(Data in this exercise Opens)

PR #1103, opened 2025-02-06
Purging of local datasets

gmega:
This PR adds an endpoint for deleting local datasets by their CID. Consistently with download API, passing a block CID will cause a block to be deleted, whereas passing a manifest CID will cause all the blocks under the dataset represented by that manifest to be deleted.

### DIFF
--- a/build.nims
+++ b/build.nims
@@ -2,25 +2,8 @@ mode = ScriptMode.Verbose
 
 import std/os except commandLineParams
 
-const VendorPath = "vendor/nim-nat-traversal/vendor/libnatpmp-upstream"
-let 
-  oldVersionFile = joinPath(VendorPath, "VERSION")
-  newVersionFile = joinPath(VendorPath, "VERSION_temp")
-
-proc renameFile(oldName, newName: string) =
-  if fileExists(oldName):
-    mvFile(oldName, newName)
-  else:
-    echo "File ", oldName, " does not exist"
-
-
 ### Helper functions
 proc buildBinary(name: string, srcDir = "./", params = "", lang = "c") =
-  # This is a quick workaround to avoid VERSION file conflict on macOS
-  # More details here: https://github.com/codex-storage/nim-codex/issues/1059
-  if defined(macosx):
-    renameFile(oldVersionFile, newVersionFile)
-
   if not dirExists "build":
     mkDir "build"
 
@@ -30,25 +13,25 @@ proc buildBinary(name: string, srcDir = "./", params = "", lang = "c") =
     for param in commandLineParams():
       extra_params &= " " & param
   else:
-    for i in 2..<paramCount():
+    for i in 2 ..< paramCount():
       extra_params &= " " & paramStr(i)
 
   let
     # Place build output in 'build' folder, even if name includes a longer path.
     outName = os.lastPathPart(name)
-    cmd = "nim " & lang & " --out:build/" & outName & " " & extra_params & " " & srcDir & name & ".nim"
-  try:
-    exec(cmd)
-  finally:
-    if defined(macosx):
-      renameFile(newVersionFile, oldVersionFile)
+    cmd =
+      "nim " & lang & " --out:build/" & outName & " " & extra_params & " " & srcDir &
+      name & ".nim"
+
+  exec(cmd)
 
 proc test(name: string, srcDir = "tests/", params = "", lang = "c") =
   buildBinary name, srcDir, params
   exec "build/" & name
 
 task codex, "build codex binary":
-  buildBinary "codex", params = "-d:chronicles_runtime_filtering -d:chronicles_log_level=TRACE"
+  buildBinary "codex",
+    params = "-d:chronicles_runtime_filtering -d:chronicles_log_level=TRACE"
 
 task toolsCirdl, "build tools/cirdl binary":
   buildBinary "tools/cirdl/cirdl"
@@ -60,7 +43,9 @@ task testContracts, "Build & run Codex Contract tests":
   test "testContracts"
 
 task testIntegration, "Run integration tests":
-  buildBinary "codex", params = "-d:chronicles_runtime_filtering -d:chronicles_log_level=TRACE -d:codex_enable_proof_failures=true"
+  buildBinary "codex",
+    params =
+      "-d:chronicles_runtime_filtering -d:chronicles_log_level=TRACE -d:codex_enable_proof_failures=true"
   test "testIntegration"
   # use params to enable logging from the integration test executable
   # test "testIntegration", params = "-d:chronicles_sinks=textlines[notimestamps,stdout],textlines[dynamic] " &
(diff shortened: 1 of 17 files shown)


codex/node.nim
```diff
@@ -267,6 +267,59 @@ proc retrieve*(
...
+    self: CodexNodeRef, cid: Cid
+): Future[?!void] {.async: (raises: [CatchableError]).} =
+  ## Deletes a whole dataset, if Cid is a Manifest Cid, or a single block, if Cid a block Cid,
+  ## from the underlying block store. This is a strictly local operation.
+  ##
+  ## Missing blocks in dataset deletes are ignored.
+  ##
+
+  without isManifest =? cid.isManifest, err:
+    trace "Bad content type for CID:", err = err.msg
```
2-towns, line 314: I think you missed to add the cid in the trace message no ?

codex/node.nim
```diff
@@ -267,6 +267,59 @@ proc retrieve*(
...
+    return failure(err)
+
+  if not isManifest:
+    return await self.deleteSingleBlock(cid)
+
+  echo "dispatch to entire dataset"
```
2-towns, line 320: You forgot to delete this debug message, or maybe you `trace`

codex/rest/api.nim
```diff
@@ -254,6 +263,27 @@ proc initDataApi(node: CodexNodeRef, repoStore: RepoStore, router: var RestRoute
...
     await node.retrieveCid(cid.get(), local = true, resp = resp)
 
+  router.api(MethodDelete, "/api/codex/v1/data/{cid}") do(
+    cid: Cid, resp: HttpResponseRef
+  ) -> RestApiResponse:
+    ## Deletes either a single block or an entire dataset
+    ## from the local node. Does nothing and returns 200
+    ## if the dataset is not locally available.
+    ##
+    var headers = buildCorsHeaders("DELETE", allowedOrigin)
```
2-towns, line 273: I don't think you need to take care of the CORS here. This is the purpose of the endpoint that you created before with MethodOptions. When a preflight request is sent, it will hit the method 'OPTIONS', and you allowed 'GET' and 'DELETE' methods. So the preflight request will be successful, and the 'DELETE' request will be executed.

codex/rest/api.nim
```diff
@@ -254,6 +263,27 @@ proc initDataApi(node: CodexNodeRef, repoStore: RepoStore, router: var RestRoute
...
+      resp.setCorsHeaders("DELETE", corsOrigin)
+      resp.setHeader("Access-Control-Headers", "X-Requested-With")
+
+    if cid.isErr:
+      return RestApiResponse.error(Http400, $cid.error(), headers = headers)
+
+    if err =? (await node.delete(cid.get())).errorOption:
+      return RestApiResponse.error(Http500, err.msg, headers = headers)
+
+    return RestApiResponse.response("", headers = headers)
```
2-towns, line 285: You could return 204 error code instead of 200 since the response is empty

codex/node.nim
```diff
@@ -267,6 +267,59 @@ proc retrieve*(
 
   await self.streamEntireDataset(manifest, cid)
 
+proc deleteSingleBlock(self: CodexNodeRef, cid: Cid): Future[?!void] {.async.} =
```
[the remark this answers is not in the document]
gmega: The problem is that `delBlock` doesn't have well-defined exception contracts, and I also cannot catch CancelledError. so I'd end up with something clumsy there:

```nim
try:
   ...
except CancelledError as err:
   raise err
except CatchableError as err:
   return failure(err)
```
And I'd still need to have `raises: [CancelledError]`. So it didn't seem worth it to me.

codex/node.nim
gmega: Ooops true.

codex/node.nim
gmega: :grimacing:

codex/rest/api.nim
gmega: Yeah OK. I thought you always had to check the CORS origin, even if you have a preflight, cause callers can still not use the preflight, or otherwise screw things up.

codex/rest/api.nim
gmega: Good point.

gmega:
I think I've addressed your comments @2-towns, either by fixing them or by continuing the discussion.

codex/node.nim
```diff
@@ -267,6 +267,58 @@ proc retrieve*(
...
+  if not (await cid in store):
+    return failure("Dataset's manifest is not available locally - nothing to delete")
+
+  without manifestBlock =? await store.getBlock(cid), err:
+    return failure(err)
+
+  without manifest =? Manifest.decode(manifestBlock), err:
+    return failure(err)
+
+  for i in 0 ..< manifest.blocksCount:
```
dryajov, line 291: This will very likely lockup the node for the duration of the delete, unless we yield some time back to the main thread. I think there is an `IdleAsync` method in chronos, that will schedule this after all the IO related work is done, otherwise, we can always do an async sleep after some number of blocks have been processed.

gmega: Yeah good catch - I forget that those are actually blocking all the way. I'll add one of those.

codex/rest/api.nim
2-towns: You could remove this line as well actually. The other endpoints include it because if there is an error, you still need to pass the CORS headers, yes. But in your case, your created a specific endpoint to handle this so you don't need to pass the headers even if there is an error. 

If think the only header we don't need is `X-Requested-With`. But `Access-Control-Allow-Origin` and `Access-Control-Allow-Methods` are definitely needed. `Access-Control-Max-Age` is for caching the previous header.

codex/node.nim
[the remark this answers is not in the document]
2-towns: OK gotcha, I don't have a strong opinion on it. I just feel strange that we return `Result` while the method can raise en `Error`.

codex/node.nim
gmega: OK I've added a fix for this, I ended up going with a time-based quota as I think that's a lot more predictable than counting iterations.

codex/rest/api.nim
gmega: OK so if we're to follow the standard, my understanding is that I should always send `Access-Control-Allow-Origin`, even in this endpoint. 

Then, for the preflight endpoint, I should send:

* `Access-Control-Allow-Origin`;
* `Access-Control-Allow-Methods`;
* `Access-Control-Max-Age`
* `Access-Control-Headers`

2-towns: Not sure why we need Access-Control-Allow-Origin in the endpoint itself.

2-towns: But yes you are right we need it

2-towns (approved):
I am approving it since you resolved my comments and you will address the CORS issues in another PR. 

Thanks @gmega for your work.

build.nims
```diff
@@ -4,7 +4,6 @@ import std/os except commandLineParams
```
gmega, line 4: Looks like I've ran nph on build.nims as part of some commit, for some reason, in this branch. Rolling this back would be more trouble than just leaving it here, so I'll "bundle" it with this PR.

dryajov (approved):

(Data in this exercise Closes)

Show every line from the entries above in which "issues" appears.

-  # More details here: https://github.com/codex-storage/nim-codex/issues/1059
I am approving it since you resolved my comments and you will address the CORS issues in another PR. 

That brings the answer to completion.